I am trying to start using fargate but my terraform setup seems to be wrong since the public DNS of the ALB returns 503 Service Temporarily Unavailable
. The task never get started and health status is unknown.
Infra setup
Public ALB->ECS service in private subnets with Fargate
I have also created necessary vpc endpoints
NAT gateway : 1 per AZ
ECS
module "ecs_service" {
source = "terraform-aws-modules/ecs/aws//modules/service"
name = var.ecs_service_name
cluster_arn = module.ecs_cluster.arn
runtime_platform = {
operating_system_family = "LINUX"
cpu_architecture = "X86_64"
}
cpu = 1024
memory = 4096
# Container definition(s)
container_definitions = {
ecs-sample = {
cpu = 512
memory = 1024
essential = true
image = "public.ecr.aws/aws-containers/ecsdemo-frontend:latest"
port_mappings = [
{
name = var.ecs_service_name
containerPort = var.ecs_service_port
hostPort = var.ecs_service_port
protocol = "tcp"
}
]
}
}
subnet_ids = module.vpc.private_subnets
security_group_ids = [module.ecs-container-sg.security_group_id]
autoscaling_min_capacity = 1
autoscaling_max_capacity = 5
load_balancer = {
service = {
target_group_arn = element(module.alb.target_group_arns, 0)

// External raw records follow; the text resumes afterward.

PR #1879, opened 2020-07-21
Send cluster through to login form and actions.

absoludity:
More code pulled out of the demo branch at #1844 . In particular, this PR updates the Auth helper, actions and usage in login forms to all include the cluster from the state.

Follows #1877, Ref: #1762

### DIFF
--- a/dashboard/src/actions/auth.ts
+++ b/dashboard/src/actions/auth.ts
@@ -75,12 +75,9 @@ export function expireSession(): ThunkAction<Promise<void>, IStoreState, null, A
   };
 }
 
-export function checkCookieAuthentication(cluster: string): ThunkAction<
-  Promise<void>,
-  IStoreState,
-  null,
-  AuthAction
-> {
+export function checkCookieAuthentication(
+  cluster: string,
+): ThunkAction<Promise<void>, IStoreState, null, AuthAction> {
   return async dispatch => {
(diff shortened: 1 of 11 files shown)


dashboard/src/actions/auth.ts
```diff
@@ -25,14 +25,15 @@ const allActions = [setAuthenticated, authenticating, authenticationError, setSe
...
+  cluster: string,
   token: string,
   oidc: boolean,
 ): ThunkAction<Promise<void>, IStoreState, null, AuthAction> {
   return async dispatch => {
     dispatch(authenticating());
     try {
       if (!oidc) {
-        await Auth.validateToken(token);
+        await Auth.validateToken(cluster, token);
```
andresmgot, line 36: what's the expected UX if someone tries to use several clusters without OIDC?

absoludity: My preference would be that we detect the issue when parsing the config (config reducer) and state that it's not supported. Right now you'd simply not be able to login. What do you think?

andresmgot: we could do that at installation time? We can fail if a second cluster is given and OIDC is not enabled (https://austindewey.com/2018/12/28/helm-tricks-input-validation-with-required-and-fail/)

absoludity: Even better. Added to 1764.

container_name = var.ecs_service_name
container_port = var.ecs_service_port
}
}
create_security_group = false
depends_on = [
module.ecs-container-sg,
module.alb
]
}
vars.tf
ecs_service_name = "ecs-sample"
ecs_service_port = 3000
ALB
module "alb" {
source = "terraform-aws-modules/alb/aws"
version = "~> 8.0"
name = "${var.project_name}-alb"
load_balancer_type = "application"
vpc_id = module.vpc.vpc_id
subnets = module.vpc.public_subnets
security_groups = [module.alb-webtraffic-sg.security_group_id]
http_tcp_listeners = [
{
port = 80
protocol = "HTTP"
target_group_index = 0
}
]
target_groups = [
{
name = "${var.ecs_service_name}-blue-tg"
backend_protocol = "HTTP"
backend_port = var.ecs_service_port
target_type = "ip"
deregistration_delay = 10
load_balancing_cross_zone_enabled = false
health_check = {
enabled = true
interval = 5
path = "/"
port = var.ecs_service_port
healthy_threshold = 2
unhealthy_threshold = 3
timeout = 3
protocol = "HTTP"
matcher = "200"
}
}
]
}
Security Groups
module "alb-webtraffic-sg" {
source = "terraform-aws-modules/security-group/aws"
version = "~> 4.0"
name = "${var.project_name}-alb-webtraffic-sg"
description = "Allow Inbound traffic port 80 & 443 from anywhere"
vpc_id = module.vpc.vpc_id
ingress_cidr_blocks = ["0.0.0.0/0"]
ingress_rules = ["http-80-tcp", "https-443-tcp"]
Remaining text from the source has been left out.